Description of the task: Copy out all of the data below exactly, so that no word differs from the original.

Material provided: Begin

PR #118, opened 2021-01-22
Validate md5 checksum of gcs downloads

### LINKED ISSUE #117: Verify checksums for downloaded files
Occasionally the downloads of certain will be corrupted. Unfortunately, future invocations of write run directory will not fix this problem, since the corrupted data will be stored in the cache. We should verify the correctness of downloaded files before storing them in the cache. I believe that every object in GCS already has a CRC that can be verified.

nbren12:
I've been getting corrupted file errors occasionally. Needed to bump gcs version to 0.7.0 to get the `gcsfs.utils.ChecksumError`.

Material provided: End

Output of the task:
PR #118, opened 2021-01-22
Validate md5 checksum of gcs downloads

### LINKED ISSUE #117: Verify checksums for downloaded files
Occasionally the downloads of certain will be corrupted. Unfortunately, future invocations of write run directory will not fix this problem, since the corrupted data will be stored in the cache. We should verify the correctness of downloaded files before storing them in the cache. I believe that every object in GCS already has a CRC that can be verified.

nbren12:
I've been getting corrupted file errors occasionally. Needed to bump gcs version to 0.7.0 to get the `gcsfs.utils.ChecksumError`.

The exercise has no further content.